I felt, as a person experiencing it, that even in Britain the decision to end is seen by some as frivolous and a luxury; It’s not really a last resort that often leaves you struggling to stand up for yourself in the midst of terrible pain. The male doctor who performed my procedure told me that menstrual cups were unsanitary and that it was better to use tissues. (The Lancet cites studies that say cups are less chance of infection then tampons or pads.) “Spoken like someone who has never had a period,” I said, exchanging a look with the female nurse. “I mean sanitary pads,” he stuttered between my legs.
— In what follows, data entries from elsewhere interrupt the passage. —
Issue #344, opened 2026-05-28
[Change] cogni-knowledge: make concept/entity pages citable (composer cites them, verifier scores distilled_claims)


sdh07:
**Plugin:** cogni-knowledge v0.1.13 (Preview)
**Marketplace:** insight-wave
**Epic:** #264 · **Adjacent:** #336.

## Summary
Concept/entity pages are read by `wiki-composer` as **framing only** (#336) — they're absent from the citation manifest and not scored by `wiki-verifier`. The composer can use them to shape the arc, but every inline `[N]` must still resolve to a source's `pre_extracted_claims:`. This is the right Phase-1 posture (keeps Phases 5/6/7 byte-stable), but it means cross-source-distilled facts can only be cited by enumerating their backing sources, not by citing the synthesis directly.

## Why it matters
When a fact is asserted by 5 sources and distilled onto one concept page, the composer must either cite all 5 (verbose) or pick one (loses the cross-source signal). Citing the concept page itself would carry the right epistemic weight ("5 sources agree") while still letting the verifier check the assertion.

## Approach
- Extend `wiki-verifier` to accept a citation whose `wiki_slug` resolves to a concept/entity page and score `draft_sentence` against the page's `distilled_claims[].text` (vs `pre_extracted_claims[].text` on sources).
- Extend `citation-store.py` to accept concept/entity slugs in records (validate via the same on-disk existence check).
- Extend `cycle-guard.py` to be aware of concept→source lineage so a synthesis citing a concept derived from its own sources doesn't loop.

Bigger contract extension — defer until #311 produces real evidence that concept-citing is needed.

## Sources
`cogni-knowledge/agents/wiki-verifier.md`, `scripts/citation-store.py`, `scripts/cycle-guard.py`, `agents/wiki-composer.md` (the framing-only restriction).

Issue #341, opened 2026-05-28
[Change] cogni-knowledge: re-narrate concept/entity ## Summary across runs (Phase-1 was first-writer-wins)


sdh07:
**Plugin:** cogni-knowledge v0.1.13 (Preview)
**Marketplace:** insight-wave
**Epic:** #264 · **Adjacent:** #335 (contradiction surfacing — natural co-implementation), #336.

## Summary
Phase-1 distillation (#336) deliberately keeps the `## Summary` machine block first-writer-wins on update: only the `## Claims` / `## Related` / `## Sources` machine blocks grow across runs. Run N+1's new evidence never refreshes the prose narrative; a concept page can list 20 distilled claims while its summary still reflects only the first run's framing.

## Why it matters
Compounding right now is structural (the lists accrete) but not narrative (the prose doesn't integrate new evidence). For a reader of the wiki, the `## Summary` is the entry point — a stale summary undersells what the page now contains. This is also where contradictions naturally surface ("source A asserts X; source B asserts ¬X — see Claims").

## Approach
Add an optional step to `knowledge-distill` (or a dedicated `knowledge-rerationate` pass) that — for each `updated` action — dispatches an agent to rewrite the `## SUMMARY` machine block given the existing summary + the merged `distilled_claims[]`. The other machine blocks stay deterministic. Human `## Notes` still preserved by sentinel splice. Fail-soft: an agent failure leaves the existing summary in place. Pair with **#335** so contradictions can surface in the same pass.

## Sources
`cogni-knowledge/scripts/concept-store.py::_merge_one` (summary reuse), `references/inverted-pipeline.md` Phase 4.5 ("Phase-1 does not re-narrate"), #335.

Issue #338, opened 2026-05-27
[Change] cogni-knowledge: knowledge-finalize doesn't refresh open_questions.md — research data-gaps don't flow back to the wiki backlog


sdh07:
**Plugin:** cogni-knowledge v0.1.11 (Preview)
**Marketplace:** insight-wave
**Epic:** #264

## Summary
cogni-wiki maintains `wiki/open_questions.md` — the persistent "data gaps" backlog from the Karpathy pattern — and rebuilds it via `rebuild_open_questions.py` at the end of **every** `wiki-lint` dispatch (`cogni-wiki/CLAUDE.md` §"open questions", v0.0.30). cogni-knowledge's `knowledge-finalize` Step 10.5 runs cogni-wiki helpers directly at script level but calls **only** `wiki_index_update.py` + `config_bump.py` + `rebuild_context_brief.py` (confirmed in `skills/knowledge-finalize/SKILL.md` Steps 7–10.5). It **never** calls `rebuild_open_questions.py`, so the deposited base's gap backlog never reflects what a knowledge run revealed.

## Why it matters (and why it's a cheap, high-signal win)
cogni-knowledge has the **richest possible data-gap signal in the whole monorepo**, and currently throws it away at deposit:
- `plan.json` sub-questions (the explicit research decomposition), and
- `wiki-coverage.py`'s per-sub-question `uncovered` / `partial` verdicts (#309 P1.3 read-before-web, already computed and written to `<project>/.metadata/wiki-coverage.json`).

These are exactly the "what does this base still not answer" gaps `open_questions.md` exists to track — but they stay trapped in the project's `.metadata/` and never reach the wiki backlog.

## Options
- **(a)** Add `rebuild_open_questions.py --wiki-root "$WIKI_ROOT"` to `knowledge-finalize` Step 10.5 (alongside the existing `lint_wiki.py --fix=all` / `health.py` gate), so finalize maintains the backlog the same way a `wiki-lint` run would.
- **(b) Go further:** seed `open_questions.md` from the run's `uncovered` / `partial` sub-questions (the `wiki-coverage.json` verdicts) via the script's existing `--findings -` stdin contract, so the backlog captures research-time gaps a deterministic lint pass can't see.

Lowest-cost item in the audit — finalize already resolves the `wiki-lint` script dir for the Step 10.5 gate, so this is one extra script call on a path that's already wired.

## Sources
[...]

PR #357, opened 2026-05-29
feat(cogni-knowledge,cogni-wiki): stream research-time gaps into open_questions.md (#354)

### LINKED ISSUE #354: [Change] cogni-knowledge + cogni-wiki: stream research-time gaps from wiki-coverage.json into open_questions.md (Option b deferred from #338)
**Epic**: #264 · **Depends on**: #338 (Phase 1 — Option a; landed v0.1.19).

#338 Option (a) wired `rebuild_open_questions.py` into `knowledge-finalize` Step 10.5 sub-step 5 so `wiki/open_questions.md` tracks finalize-time **deterministic lint** state. It stopped short of Option (b) — seeding the backlog from **research-time gaps** (`<project>/.metadata/wiki-coverage.json::sub_questions[].coverage_verdict ∈ {uncovered, partial}`). Option (b) is structurally blocked on a cogni-wiki side change.

## The block

`rebuild_open_questions.py::_flatten` drops any finding whose `class` is not in `TRACKED_CLASSES`. The seven existing classes (`no_sources`, `synthesis_no_wiki_source`, `orphan_page`, `stale_page`, `stale_draft`, `claim_drift`, `reverse_link_missing`) are all derived from `lint_wiki.py` findings on **existing** pages. A research-time gap is a finding about a **missing** page — semantically a new class (proposed: `research_uncovered`, `research_partial`).

## Two-plugin change

1. **cogni-wiki** (`rebuild_open_questions.py`):
   - Add `research_uncovered` + `research_partial` to `SECTIONS` with new section headers (e.g. `Research-time gaps — uncovered`, `Research-time gaps — partial`).
   - Extend `TRACKED_CLASSES` and the `HEADER_TO_CLASS` reverse-map.
   - Add `finalize` to `CLOSING_OPS` (currently `("update", "ingest", "re-ingest", "synthesis")`) so a later finalize that covers a sub-question credits the close. **Note:** #338 left close-attribution for the deterministic path falling back to a bare `closed <date>` precisely because `finalize ∉ CLOSING_OPS` today; this is the fix.
   - Bump cogni-wiki patch version; CHANGELOG entry.
2. **cogni-knowledge** (`knowledge-finalize` Step 10.5 sub-step 5):
   - Read `<project>/.metadata/wiki-coverage.json` if present.
   - Map each `coverage_verdict ∈ {uncovered, partial}` sub-question to a `{class, page, message}` entry.
   - Merge with lint output and stream via `--findings -` to bypass the internal `lint_wiki.py` subprocess.

## Open contract questions (need decisions before either plugin changes)

- **`page` identity**: a research-time finding is about a *missing* page, so it has no on-disk slug. `parse_existing` expects a backtick-quoted page slug. The synthesis slug is wrong (multiple sub-questions per synthesis); `sq:<sq_id>` is novel and `parse_existing`'s regex would need to accept it.
- **File layout**: one merged `open_questions.md`, or a separate per-research `open_questions_research.md`?
- **Close-attribution**: `attribute_close` walks `wiki/log.md` for `op ∈ CLOSING_OPS` whose `rest` contains the page slug — but `sq:sq-04` does not appear in any log line by default. How does a *future* finalize covering a previously-uncovered sub-question get credited?

Not just a stream-in — those three contract questions need explicit answers first.

https://claude.ai/code/session_01LY9X91nfA6j3c7eEhLWjMY

sdh07:
## Summary

Closes #354 — Option (b) of the #338 open-questions backlog work.

`knowledge-finalize` Step 10.5 sub-step 5 now streams research-time gaps from
`<project>/.metadata/wiki-coverage.json` into the cross-session
`wiki/open_questions.md` backlog. Sub-questions with `coverage_verdict ∈
{uncovered, partial}` appear as `- [ ] \`sq:<sq_id>\` — …` rows under two new
sections (`Research-time gaps — uncovered`, `Research-time gaps — partial`). A
later finalize whose synthesis covers a previously-uncovered sub-question
credit-closes the row as `closed YYYY-MM-DD by finalize` — both via the new
`sqs=<sq-01,sq-04>` suffix on the `wiki/log.md` finalize line and via `finalize`
joining `CLOSING_OPS` in `rebuild_open_questions.py`.

The backlog now compounds the research pipeline's pending sub-questions, not just
lint findings about existing pages — defending `differentiation-thesis.md`'s "the
wiki compounds" posture instead of letting the signal die in `.metadata/`.

Single PR; two plugins; additive (zero regression on the seven existing tracked
classes).

## Open contract questions — resolved

1. **`page` identity for a research-time gap?** → `sq:<sq_id>` (synthetic). The
   existing backtick-token regex already matches it (`:` is not excluded), so the
   wire format is unchanged; `_flatten` accepts an `id` field (falling back to
   `page`).
2. **One file or split?** → One `wiki/open_questions.md`. Two sections at the tail.
3. **How does a future finalize get credited?** → `finalize` joins `CLOSING_OPS`;
   the finalize log line carries `sqs=…`; `attribute_close()`'s existing substring
   scan finds it (stripping the `sq:` prefix from the needle).

### cogni-wiki 0.0.48 → 0.0.49
- `wiki-lint/scripts/rebuild_open_questions.py`: two deposit-only tracked classes
  (`research_uncovered`, `research_partial`) rendered as two tail sections;
  `finalize` added to `CLOSING_OPS`; `attribute_close` strips the `sq:` prefix;
  `_flatten` accepts an `id` field; `reconcile` returns per-class
  `opened_by_class`/`closed_by_class`; `--findings -` also unwraps a
  `{success, data}` envelope. Seven existing classes, regexes, and 90-day trim
  byte-unchanged.
- `wiki-lint/scripts/lint_wiki.py`: one cross-ref comment (these are NOT lint
  classes).
- `wiki-lint/SKILL.md`: documents the two new sections + deposit-only nature.

### cogni-knowledge 0.1.20 → 0.1.21
- `skills/knowledge-finalize/SKILL.md`: Step 10 appends a conditional `sqs=…`
  suffix to the `wiki/log.md` line; Step 10.5 sub-step 5 pipes a merged
  lint+research-gap payload through `rebuild_open_questions.py --findings -`;
  Step 11 surfaces a `(lint=L, research=R)` split; new `--no-research-gaps` flag.
- `scripts/_knowledge_lib.py`: `load_wiki_coverage_findings()` +
  `gap_sq_ids_from_coverage()` (sharing `_iter_coverage_gaps`), fail-soft on
  missing/malformed manifests, regex-unsafe sq_ids dropped.
- `scripts/build_open_questions_payload.py` (new): merges `lint_wiki.py` output
  with the gap findings into one `{success, data, error}` envelope; a lint crash
  degrades fail-soft rather than blocking.

## Test plan

- [x] `bash cogni-wiki/tests/test_open_questions_research_gaps.sh` (T1 baseline
      regression, T2 gaps open, T3 credit-close, T4 reopen, T5 trim, T6 envelope)
- [x] `bash cogni-wiki/tests/test_open_questions.sh` (existing #338 regression)
- [x] `bash cogni-knowledge/tests/test_load_wiki_coverage_findings.sh`
- [x] `bash cogni-knowledge/tests/test_build_open_questions_payload.sh`
- [x] `bash cogni-knowledge/tests/test_finalize_contract.sh` (extended with #354 asserts)
- [x] Full suite: **49/49** passing across both plugins.
- [x] End-to-end cross-plugin smoke: gaps open in dispatch 1
      (`opened_by_class={research_uncovered:1, research_partial:1}`), then
      credit-close `by finalize` in dispatch 2 after re-curation.

## Manifests

- `cogni-wiki/.claude-plugin/plugin.json` → `0.0.49`; `cogni-knowledge` → `0.1.21`;
  both mirrored in `.claude-plugin/marketplace.json`; CHANGELOGs + CLAUDE.md +
  reference notes updated.

## Out of scope (explicit deferrals)

- Re-narrating concept/entity `## Summary` blocks on a finalize that closes a gap (#341).
- Citing concept/entity pages directly in syntheses (#344).
- Concurrency stress tests beyond the existing lock contract.

---
_Generated by [Claude Code](https://claude.ai/code/session_01FB44kdvs3ZXYDSomfAJEeD)_


sdh07 (commented):
## Review — PR #357 (closes #354)

Solid two-plugin bundle. The contract design (synthetic `sq:<sq_id>` ids, `finalize` joining `CLOSING_OPS`, the merge-helper envelope) is well-thought-out and the tests cover the happy paths plus the credit-close two-dispatch dance (T2→T3→T4) end-to-end. The CHANGELOG / CLAUDE.md / reference-doc updates are thorough. Findings below ordered by severity.

### 🔴 Must fix before merge

**1. `KNOWLEDGE_SCRIPTS` is not exported into Step 10's heredoc → `sqs=` suffix silently never written**

`cogni-knowledge/skills/knowledge-finalize/SKILL.md` Step 10 (lines ~598–603):

```bash
GAP_SQS=$(PROJECT_PATH="$PROJECT_PATH" python3 -c '
import os, sys
sys.path.insert(0, os.environ.get("KNOWLEDGE_SCRIPTS", ""))
from _knowledge_lib import gap_sq_ids_from_coverage
...
' 2>/dev/null || true)
```

Every other subprocess in this SKILL explicitly prefixes `KNOWLEDGE_SCRIPTS="${CLAUDE_PLUGIN_ROOT}/scripts"` per-call (lines 129, 146, 178, 197, 248). Step 10 breaks that convention — it only inlines `PROJECT_PATH` and relies on `KNOWLEDGE_SCRIPTS` being inherited from the parent shell, which is not guaranteed by the SKILL's environment contract.

When `KNOWLEDGE_SCRIPTS` is unset, `os.environ.get(..., "")` returns `""`, `sys.path.insert(0, "")` makes only the CWD importable, the `_knowledge_lib` import fails, stderr is swallowed by `2>/dev/null`, and `|| true` returns `GAP_SQS=""`. The `if [ -n "$GAP_SQS" ]` branch then falls through to the **no-suffix** log line on every run — silently disabling the entire credit-close mechanism the PR ships.

The bug is invisible in tests (test_finalize_contract.sh only greps for the string `sqs=%s` in the SKILL.md), and `test_open_questions_research_gaps.sh` writes its own `sqs=…` line manually — neither exercises the Step 10 bash heredoc.

**Fix**: inline the env var like the rest of the SKILL:
```bash
GAP_SQS=$(KNOWLEDGE_SCRIPTS="${CLAUDE_PLUGIN_ROOT}/scripts" PROJECT_PATH="$PROJECT_PATH" python3 -c '
import os, sys
sys.path.insert(0, os.environ["KNOWLEDGE_SCRIPTS"])
...
```
(Also drop the `.get(..., "")` fallback — failing loud on a misconfigured environment is preferable to silently disabling the feature.)

---

**2. `attribute_close` substring scan can false-positive across sq_ids**

`cogni-wiki/skills/wiki-lint/scripts/rebuild_open_questions.py:282`:

```python
needle = page_slug[3:] if page_slug.startswith("sq:") else page_slug
...
if needle in m.group("rest"):
    return m.group("op")
```

`needle = "sq-04"` matches as a substring of `"sq-040"`, `"sq-041"`, `"sq-04-foo"`, etc. Concretely, with the bare CSV form `sqs=sq-040,sq-01` in an earlier finalize line, a later close of `sq:sq-04` would be falsely credited to that earlier finalize. Same problem for any `sqs=sq-4…` containing `sq-4`.

The risk is low today (`knowledge-plan` emits `sq-01..sq-NN` and projects rarely cross ~10 sub-questions) but the surface is permanent and the failure mode is silent — wrong "by finalize" attribution.

**Fix**: parse the `sqs=` value as a CSV list and check exact membership, e.g.

```python
m_sqs = re.search(r'\bsqs=([^\s|]+)', m.group("rest"))
if m_sqs and needle in m_sqs.group(1).split(","):
    return m.group("op")
```

A simple regex `\b<needle>\b` on `rest` would also do, but the explicit `sqs=` parse is more defensible (it also rejects accidental sq_id occurrences inside `slug=…` or `project=…`).

---

**3. Build-helper hard-crash path silently mass-closes all open items**

`cogni-knowledge/scripts/build_open_questions_payload.py:118-122` — the outer exception handler emits `{"success": false, "data": {}, "error": "..."}` and `sys.exit(1)`. The SKILL captures this into `OPEN_Q_PAYLOAD` without checking the build-helper's exit code (only the rebuild's is captured into `OPEN_Q_EXIT`).

Downstream in `rebuild_open_questions.py:198-204`:

```python
envelope_data = payload.get("data") if isinstance(payload, dict) else None
if isinstance(envelope_data, dict) and any(
    k in envelope_data for k in ("errors", "warnings", "info")
):
    payload = envelope_data
```

With `data = {}` (empty dict, truthy), the `any(...)` check is False → payload is NOT unwrapped → `_flatten(payload)` reads `payload.get("errors") or []` = `[]` → `reconcile()` sees `incoming = []` → **every previously-open item is closed** as "no longer in incoming." The rebuild reports `success: true` with `closed = <previous open count>`, so the Step 11 summary surfaces a ✓ tick rather than the documented ⚠ failure.

This contradicts the SKILL's own fail-soft contract (sub-step 5 is supposed to surface the failure loudly, not silently close the backlog).

**Fix**: pick one of:

- (a) In `rebuild_open_questions.py::load_findings`, when the payload looks enveloped (has `success` and `data` keys), treat `success: false` as a hard failure — raise so the script exits non-zero and `OPEN_Q_EXIT` fires the documented ⚠ surface.
- (b) In the SKILL bash, capture the build-helper exit code: `OPEN_Q_PAYLOAD=$(... build_open_questions_payload.py ...) || OPEN_Q_PAYLOAD_EXIT=$?` and short-circuit to the ⚠ surface when non-zero.

(a) is preferable because it also defends against any future caller of `--findings -` that pipes a `{success: false}` envelope in.

### 🟡 Should address

**4. Missing test coverage for the failure-surface contract**

Neither `test_build_open_questions_payload.sh` nor `test_open_questions_research_gaps.sh` covers what happens when the build helper hits its hard-crash path — directly tied to finding (3). Suggest a T7 in the wiki test that pipes `{"success": false, "data": {}, "error": "boom"}` and asserts the rebuild surfaces a failure (not a silent mass-close).

**5. `test_build_open_questions_payload.sh` case (c) — `RC=$?` is unreachable**

`cogni-knowledge/tests/test_build_open_questions_payload.sh:65-67`:

```bash
OUT=$(python3 "$HELPER" ... --wiki-lint "$LINT_FAIL")
RC=$?
assert_env c "$OUT" "..." "..."
[ "$RC" = "0" ] || { red "FAIL: c exit code should be 0, got $RC"; errors=$((errors + 1)); }
```

With `set -eu` at the top of the file, a non-zero exit from the command substitution aborts the script before `RC=$?` runs. So the assertion `[ "$RC" = "0" ]` is dead code — it can never fail. Either drop `set -e` around this block, or capture with `OUT=$(... ) || RC=$?`.

**6. SKILL Step 10.5 sub-step 5 — build-helper stderr leakage into `OPEN_Q_PAYLOAD`**

Per the comment at line 696, the intent is "Capture stdout ONLY — no 2>&1." That holds for `rebuild_open_questions.py` itself, but `build_open_questions_payload.py::_run_lint` invokes lint_wiki with `capture_output=True` — meaning lint stderr stays inside the Python process and is dropped on success but lost on failure (only summarized in `meta.degraded`). Not a bug, just worth a one-line note that the helper deliberately swallows lint stderr (the operator-visible trace lives on cogni-wiki's terminal during its own dispatches, not here).

### 🟢 Nice-to-have / minor

- **`_sanitize_gap_message`** (`_knowledge_lib.py:166`) strips only backticks and `~~`. A `query` containing `]` or `(` could break markdown rendering of the `- [ ] \`sq:…\` — msg` line if it ever lands at a column where it forms an unintended link. Low-probability given current `plan.json` content but easy to harden: `re.sub(r'[][\\\\`~]', '', msg)`.
- **`_plan_message_index` truncation off-by-one**: `query[:139] + "…"` gives 140 chars including the ellipsis. If the intent was "140 chars including ellipsis," it's correct; if "140 chars of query + ellipsis," it's one short. Worth a comment either way.
- **`build_open_questions_payload.py` timeout=120s** on `subprocess.run`. Reasonable for typical wikis, but worth noting that on >1000-page wikis lint_wiki can exceed this. The fail-soft path catches it (timeout raises `SubprocessError` → degraded), so this is not blocking — just a future tuning knob.
- **Long single-line CLAUDE.md updates** (cogni-knowledge:86, cogni-wiki:796): the existing table-cell paragraphs are already long, but the new clauses push some of them well past 1k chars. No semantic issue, just hard to diff. Could be split into two sentences across lines.

### Summary

The contract is sound and the test coverage on the wiki side (T1–T6) is good. The three 🔴 findings are all in the *interaction surface* between the new merge helper and the existing SKILL/script — none invalidate the design, but (1) silently breaks the credit-close feature in production, (2) is a permanent latent misattribution risk, and (3) is a silent data-quality regression on a failure path the docs claim is fail-soft. Recommend resolving 1–3 before merge; 4–6 are nice follow-ups.

Verdict: **needs_revision**.

sdh07:
Thanks for the thorough review — all three 🔴 findings were real bugs in the merge-helper ↔ SKILL/script interaction surface. Fixed in c527c4d.

**🔴 1 — `KNOWLEDGE_SCRIPTS` not exported into Step 10's heredoc.** Confirmed: the suffix was silently never written when the var wasn't inherited. Inlined `KNOWLEDGE_SCRIPTS="${CLAUDE_PLUGIN_ROOT}/scripts"` like every other subprocess in the SKILL, and dropped the `.get(..., "")` fallback so a misconfigured env fails loud rather than silently disabling credit-close.

**🔴 2 — `attribute_close` substring false-positive (`sq-04` ⊂ `sq-040`).** Took your preferred fix (a): research-gap ids now parse the `sqs=` CSV and check **exact** membership (`re.search(r"\bsqs=([^\s|]+)", rest)` → `split(",")`). Lint page slugs keep the long-standing substring scan untouched, so the seven existing classes are byte-for-byte unchanged. New **T8** asserts `sqs=sq-040` does not credit-close `sq:sq-04`.

**🔴 3 — `{success:false, data:{}}` crash payload → silent mass-close.** Confirmed the exact trace you laid out (empty truthy dict → not unwrapped → `_flatten` sees `[]` → reconcile closes everything under a ✓). Took fix (a): `load_findings` now treats any enveloped `success:false` as a hard `RuntimeError` → exit 1 → the SKILL's documented ⚠ surface fires. This also defends any future `--findings -` producer. New **T7** seeds an open item, pipes the failure envelope, and asserts non-zero exit + backlog untouched.

**🟡 4** — covered by T7 (failure-surface) + T8 (substring guard).
**🟡 5** — fixed: `RC=$?` was indeed dead under `set -e`; switched to `OUT=$(...) || RC=$?` with a comment.
**🟡 6** — added a docstring note that `_run_lint`'s `capture_output=True` deliberately swallows lint stderr.
**🟢** — added the 140-char truncation comment and the timeout note context.

One 🟢 I **skipped** (happy to revisit): stripping `]`/`(` in `_sanitize_gap_message`. `OPEN_LINE_RE` captures the message as `.*`, so those chars don't break line parsing, and a stray `[text](url)` link needs both `]` and `(` adjacent — which the `- [ ] \`sq:…\` — ` prefix shape never produces. Stripping parens/brackets would degrade legitimate query text (e.g. "Article 6 (Annex III)") for a render risk I couldn't construct. The two delimiter chars that *can* break the regexes (backtick, `~~`) are still stripped. If you'd prefer the belt-and-suspenders strip anyway, it's a one-liner.

Full suite green (49/49) after the fixes.

---

sdh07 (commented):
## Re-review — PR #357 (commit `c527c4d`)

Re-ran the audit against the pushed fixes. All three 🔴 findings are resolved and the 🟡 follow-ups are addressed. Tests pass locally on the PR branch.

### 🔴 Must-fix — all resolved

**1. `KNOWLEDGE_SCRIPTS` inlined in Step 10's heredoc** ✅

`cogni-knowledge/skills/knowledge-finalize/SKILL.md` Step 10 now reads:

```bash
GAP_SQS=$(KNOWLEDGE_SCRIPTS="${CLAUDE_PLUGIN_ROOT}/scripts" PROJECT_PATH="$PROJECT_PATH" python3 -c '
import os, sys
sys.path.insert(0, os.environ["KNOWLEDGE_SCRIPTS"])
from _knowledge_lib import gap_sq_ids_from_coverage
print(",".join(gap_sq_ids_from_coverage(os.environ["PROJECT_PATH"])))
' 2>/dev/null || true)
```

Both fixes applied as recommended: env var inlined like every other subprocess in this SKILL, and the `.get(..., "")` fallback dropped in favour of a direct `os.environ["KNOWLEDGE_SCRIPTS"]` subscript so a misconfigured env now fails loud rather than silently disabling the credit-close mechanism.

**2. `attribute_close` exact-CSV match for sq_ids** ✅

`cogni-wiki/skills/wiki-lint/scripts/rebuild_open_questions.py` (the new `attribute_close`):

```python
is_gap = page_slug.startswith("sq:")
needle = page_slug[3:] if is_gap else page_slug
...
rest = m.group("rest")
if is_gap:
    m_sqs = re.search(r"\bsqs=([^\s|]+)", rest)
    if m_sqs and needle in m_sqs.group(1).split(","):
        return m.group("op")
elif needle in rest:
    return m.group("op")
```

Exact-membership check against the parsed `sqs=` CSV (suggested fix path). Lint slugs keep the long-standing substring scan. The docstring was also extended to call out the load-bearing exact-check rationale, which is the right level of WHY for a non-obvious invariant.

New T8 in `cogni-wiki/tests/test_open_questions_research_gaps.sh` directly exercises this: it writes a `sqs=sq-040,sq-99` log line, drives `sq:sq-04` open then closed, and asserts the close lands with **no** `by finalize` attribution (line ~167 of the test). Test passes.

**3. `{success: false}` envelope now hard-fails the rebuild** ✅

`rebuild_open_questions.py::load_findings`:

```python
if isinstance(payload, dict) and "success" in payload and "data" in payload:
    if not payload.get("success"):
        raise RuntimeError(
            f"--findings -: upstream payload reported failure: "
            f"{payload.get('error', '')}"
        )
    payload = payload.get("data") or {}
```

Took option (a) — the more defensible path that also defends any future `--findings -` producer. The silent mass-close path through `_flatten(payload={})` is no longer reachable; the helper's hard-crash path now propagates to `OPEN_Q_EXIT != 0` and the documented ⚠ surface fires in Step 11.

### 🟡 Should-address — resolved

**4. Failure-surface test** ✅ — T7 in `test_open_questions_research_gaps.sh` pipes `{"success": false, "data": {}, "error": "boom"}`, asserts `RC != 0`, and verifies the previously-open `sq-04` item is **not** silently closed. Exactly the missing coverage from the prior review.

**5. Dead `RC=$?` in test_build_open_questions_payload.sh case (c)** ✅ — Now uses `OUT=$(...) || RC=$?` (line 575 of the test) with an inline comment explaining the `set -e` interaction. The exit-code assertion is now actually live.

**6. Build-helper stderr-swallow note** ✅ — The `_run_lint` docstring in `build_open_questions_payload.py` (lines 313-318) now explicitly documents the deliberate `capture_output=True` stderr-swallow and points to where lint's operator-visible trace lives.

### 🟢 Nice-to-have notes

- The query-truncation comment in `_plan_message_index` now reads `# Clamp to 140 chars *including* the ellipsis (139 of query + "…").` — intent recorded, no off-by-one ambiguity left.
- Additional sanitization (broader char class) and the lint-timeout knob were marked nice-to-have and were not blocking; both can land as follow-ups.

### Local test runs

All four affected test suites pass on the PR branch:

- `cogni-knowledge/tests/test_load_wiki_coverage_findings.sh` — 5/5 PASS
- `cogni-knowledge/tests/test_build_open_questions_payload.sh` — 5/5 PASS (case c now actually asserts RC=0)
- `cogni-wiki/tests/test_open_questions_research_gaps.sh` — 8/8 PASS (T7 + T8 are the new coverage)
- `cogni-knowledge/tests/test_finalize_contract.sh` — PASS

### Verdict

**approved** — the three production-impact findings (silent credit-close disable, latent misattribution, silent mass-close on failure) are all closed with test coverage that would catch a regression. Safe to merge.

Not that I wasn’t naive: I had no idea about the abortion is still technically illegal in Britain unless certain conditions are met. You might think: if abortion remains accessible, this is only a technical fact. But there has been a sudden increase in the number of women being prosecuted for so-called illegal abortions, and there have been reports of healthcare providers violating patient confidentiality. This continued criminalization enables the erosion of rights. The new Conservative leader, Kemi Badenoch, voted against legislation in 2022 to introduce buffer zones around abortion clinics and hospitals to limit harassment by anti-abortion protesters, and in return for the government’s ‘pills by mail’ program to facilitate abortion at home without in-person consultation (both laws passed). Another Conservative amendment earlier this year aimed to reduce the abortion limit to 22 weeks.

Labor must move forward on decriminalizing abortion (a cross-party proposal to decriminalize abortion up to 24 weeks was shelved after this year’s snap election) and must urgently provide strong protections for anyone seeking such healthcare, especially as the country faces the threat of abortion. a Tory party that is an existential concession to reforming Britain – a party that leans further socially to the right than many people of reproductive age will have experienced in our lifetimes. Anyone seeking an abortion experiences enough stress without being subject to a system that legitimizes a culture of shame and suspicion.

It must also make that struggle intersectional. Two days before my abortion, I was still running a 10K that I had participated in months earlier, determined not to be stopped. Without really thinking about it, I started my playlist with Planningtorock’s Get your FKNG laws off my body. It’s a techno song about transgender rights, but I didn’t expect Jam Rostron’s lyrics to irritate me that morning. It intuitively underlined for me that denying bodily autonomy to any group legitimizes it all denial of bodily autonomy – a fundamental fact overlooked by anyone who sees the rights of one group as an attack on another. “My body, my choice” is just an empty slogan if it does not apply to everyone.

Now on the other side, in a state of stunned relief – and still furiously sore breasts – my only lingering shame is my previous ignorance, because I’ve learned the hard way that obtaining an abortion in Britain isn’t that easy at all is. I’m infinitely grateful that I didn’t have to cross state lines, but the process still felt like touching the edge of powerlessness at some points. It felt terrible.